= ENTRIES PROVIDED =
Issue #4438, opened 2026-07-19
GitStore deletes all local auth files and force-pushes empty orphan commit after upgrade (v7.2.19 → v7.2.88)


Youngv:
**Is it a request payload issue?**
- [ ] Yes, this is a request payload issue. I am using a client/cURL to send a request payload, but I received an unexpected error.
- [x] No, it's another issue.

**If it's a request payload issue, you MUST know**
N/A — this is a GitStore / auth persistence issue, not a request payload issue.

**Describe the bug**

After upgrading the Docker image from `eceasy/cli-proxy-api:v7.2.19` to `v7.2.88` and recreating the container, GitStore **deleted all local auth JSON files** (~26 seconds after a successful boot that had already loaded them), then failed to re-persist them, and **force-pushed an empty orphan commit** to the configured Git remote. A subsequent container restart rewrote `config/config.yaml` with the **default example config** and pushed that as the new sole commit on `master`.

This is **not** a Docker volume/bind-mount mistake: host bind mounts for the gitstore directory were unchanged; only the files inside the gitstore tree were removed by the application itself (filesystem `REMOVE` events + git commits authored as `CLIProxyAPI`).

### Reproduction steps

1. Long-running deployment with GitStore enabled (`GITSTORE_GIT_URL` / `GITSTORE_GIT_USERNAME` / `GITSTORE_GIT_TOKEN`), bind-mount e.g. `./CLIProxyAPI:/CLIProxyAPI/gitstore`.
2. Local gitstore contains multiple OAuth auth JSON files under `auths/` and a customized `config/config.yaml`.
3. Bump image tag only: `v7.2.19` → `v7.2.88` (compose volumes/env unchanged).
4. `docker compose up -d` (container recreated).
5. Observe: startup loads auth files successfully, then shortly after they are all removed; remote branch becomes an empty/orphan tree.

### Observed behavior (timeline, local TZ Asia/Shanghai)

| Time | What happened |
|------|----------------|
| T+0 | Old process shuts down; new `v7.2.88` starts |
| ~T+3s | `auth directory scan complete - found 7 .json files, 7 readable` / `loaded 7 file-based clients` / full client load complete |
| ~T+23s | Config reload after plugin install / config write |
| ~T+26s | Filesystem events: **REMOVE** for every `auths/*.json` (codex + xai, 7 files) |
[...]

PR #4559, opened 2026-07-25
fix(gitstore): refuse watcher-originated auth deletes

yinkev:
## Summary

- refuse filesystem-watcher auth removals when the missing file is still tracked in GitStore HEAD
- preserve explicit management deletes, including the existing unlink-before-`Store.Delete` sequence
- treat the watcher event following an explicit delete as a redundant no-op
- keep repeated deletes idempotent without force-pushing stale local history over remote-only changes

## Failure mode

A watcher `REMOVE` event currently flows into `PersistAuthFiles("Remove auth ...")`, where GitStore stages the missing path, rewrites the branch as a single commit, and force-pushes it. If a credential disappears from the local mirror unexpectedly, that event can therefore turn local loss into remote loss.

This patch distinguishes watcher propagation from the explicit `GitTokenStore.Delete` path:

- explicit delete: remove and commit the auth intentionally
- watcher remove while path is still present in HEAD: fail closed and leave remote history untouched
- watcher remove after explicit delete already updated HEAD: no-op

## Scope

This mitigates the destructive propagation path reported in #4438. It does not claim to identify the component that initially removed the local files.

## Validation

- `go test ./internal/store -count=1`
- focused race tests for unexpected watcher removal, explicit unlink-before-delete, and remote-divergence preservation
- `go vet ./internal/store`
- `go build -o /dev/null ./cmd/server`
- `git diff --check upstream/dev...HEAD`

Addresses #4438

### DIFF
--- a/internal/store/gitstore.go
+++ b/internal/store/gitstore.go
@@ -16,6 +16,7 @@ import (
 	"github.com/go-git/go-git/v6/config"
 	"github.com/go-git/go-git/v6/plumbing"
 	"github.com/go-git/go-git/v6/plumbing/client"
+	gitindex "github.com/go-git/go-git/v6/plumbing/format/index"
 	"github.com/go-git/go-git/v6/plumbing/object"
 	"github.com/go-git/go-git/v6/plumbing/transport"
 	"github.com/go-git/go-git/v6/plumbing/transport/http"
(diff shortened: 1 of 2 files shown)


yinkev:
Closing this as superseded. Rebasing onto current `dev` skips this PR commit as already applied, and `a2ff6914` now contains the watcher-delete guard plus the same regression coverage. I reran the watcher-originated deletion, post-explicit-delete no-op, and repeated-delete tests on current `dev`; all three pass.

PR #4578, opened 2026-07-25
feat(routing): allow manual credential selection

TianqiYe:
## Summary

- add opt-in `routing.allow-auth-index-header`
- let authenticated clients pin one credential with `X-CPA-Auth-Index`
- preserve existing round-robin behavior when the header is omitted
- reject disabled or unknown selections and never silently fall back from an unavailable pinned credential
- strip the proxy control header before forwarding upstream

## Why

Embedders need per-session manual account selection without disabling automatic routing for other requests. This keeps auth lifecycle and provider adaptation inside CLIProxyAPI while exposing one small selection control to callers.

## Validation

- `go test ./...`

### DIFF
--- a/config.example.yaml
+++ b/config.example.yaml
@@ -196,6 +196,9 @@ quota-exceeded:
 # Routing strategy for selecting credentials when multiple match.
 routing:
   strategy: "round-robin" # round-robin (default), fill-first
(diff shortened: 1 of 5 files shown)


TianqiYe:
Closing this draft because the integration belongs in the downstream Lapis repository, not upstream CLIProxyAPI.

PR #4595, opened 2026-07-27
fix(auth): preserve prefixed API-key model capabilities / 修复带前缀 API Key 模型的能力路由

rdself:
## Summary

Configured provider models can be exposed with a prefix while executors send the unprefixed upstream model name. A global registry lookup cannot identify the exact auth, configured upstream entry, or endpoint kind selected for one attempt, so prefixed requests could receive unrelated static capabilities.

This change:

- compiles config-backed aliases and model capabilities into one immutable routing snapshot keyed by auth ID
- binds the exact configured model definition to each selected upstream attempt
- adds configured thinking support for Gemini, Interactions, Claude, Codex, xAI, and Vertex-compatible API-key providers
- applies the same exact per-auth binding to OpenAI-compatible providers, including keyless configured entries
- resolves configured catalog and execution metadata through one suffix-free static-capability path
- preserves prefixed OpenAI-compatible `image: true` discovery and provider-scoped native Codex/xAI image and video capabilities
- filters local and plugin-scheduler candidates by the exact auth registration and requested chat, image, or video endpoint
- keeps OAuth and unbound requests on the existing registry-based thinking path when no exact configured-model binding exists

## Failure Examples Without This Change

A prefixed API-key request can select the correct upstream model but fail to match its configured capabilities during execution.

For example, with `force-model-prefix: true`, provider prefix `sp-anthropic`, and configured model `claude-opus-4-6`, a client request for `sp-anthropic/claude-opus-4-6` reaches the executor as `claude-opus-4-6`. A global lookup can miss the provider-specific thinking levels, causing `xhigh` or `max` to be mapped, rejected, or removed using unrelated metadata.

A suffixed configured upstream such as `gpt-5.6-luna(high)` can also lose static `xhigh` and `max` catalog capabilities if static lookup uses the suffixed name while execution uses the base name.

Likewise, when image-capable, video-capable, and chat-only registrations expose the same model ID, aggregate validation alone can admit the request and then select an auth that does not support the requested endpoint. Selection must check the exact client registration.

## Implementation

- Builds one immutable routing snapshot keyed by auth ID from a deep-cloned runtime config.
- Carries the selected configured model metadata through candidate selection and execution.
- Uses one configured-model resolver for suffix-free static lookup, explicit thinking overrides, modality normalization, and provider-scoped endpoint capabilities.
- Maps cross-family high intent using `xhigh -> xhigh, max, high` and `max -> max, xhigh, high`.
- Keeps same-family validation strict and preserves the legacy registry-based thinking path when no configured model is resolved.
- Supports config-backed OpenAI-compatible routing even when the configured provider does not require an API key.
- Restricts chat, image, and video candidates before normal local scheduling and plugin-delegated built-in scheduling.
- Validates known Home-dispatched registrations before executor entry and advances the Home count when the selected auth does not support the requested endpoint.
- Preserves native Codex and xAI image/video-only metadata through aliases and prefixes while keeping shared chat-capable registrations visible in model catalogs.
- Includes thinking and endpoint-related model metadata in watcher hashes so capability-only edits reload correctly.

## Validation

- `go test ./... -count=1`
- targeted `go test -race` across registry, thinking, executor helpers, and auth routing
- `go build ./cmd/server`
- stream, non-stream, token-count, repeated alias pool, prefix, hot-reload, catalog, plugin scheduler, image routing, and video routing regression tests

Supersedes #4215. This pull request contains the same final change rebased onto the latest `dev` branch.

### DIFF
--- a/config.example.yaml
+++ b/config.example.yaml
@@ -289,6 +289,8 @@ nonstream-keepalive-interval: 0
 #       - name: "gemini-2.5-flash" # upstream model name
 #         alias: "gemini-flash"    # client alias mapped to the upstream model
 #         display-name: "Gemini Flash" # optional catalog display name
+#         thinking:                  # optional: exact thinking capability for this configured model
+#           levels: ["high", "medium", "low", "none", "auto"]
 #     excluded-models:
 #       - "gemini-2.5-pro"     # exclude specific models from this provider (exact match)
 #       - "gemini-2.5-*"       # wildcard matching prefix (e.g. gemini-2.5-flash, gemini-2.5-pro)
@@ -311,6 +313,8 @@ nonstream-keepalive-interval: 0
 #     models:
 #       - name: "gemini-2.5-flash" # upstream model name
 #         alias: "native-gemini-flash" # client alias mapped to the upstream model
+#         thinking:
+#           levels: ["high", "medium", "low", "none", "auto"]
 #     excluded-models:
 #       - "gemini-2.5-pro"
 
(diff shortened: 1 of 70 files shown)


rdself:
Closing this in favor of the upstream implementation shipped in v7.2.105 via f322914. The upstream fix binds configured API-key model capabilities to the selected auth route and handles cross-provider thinking-level mapping, which covers the original issue reported in #4618. After reviewing the released implementation, it is a better fit for the existing routing model and maintenance scope, so the broader endpoint-routing additions in this PR are no longer needed. Thanks for incorporating the core fix.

= REQUIRED ACTION =
Copy out all the lines of the records that include "multiple".

= SOLUTION =
2. Local gitstore contains multiple OAuth auth JSON files under `auths/` and a customized `config/config.yaml`.
 # Routing strategy for selecting credentials when multiple match.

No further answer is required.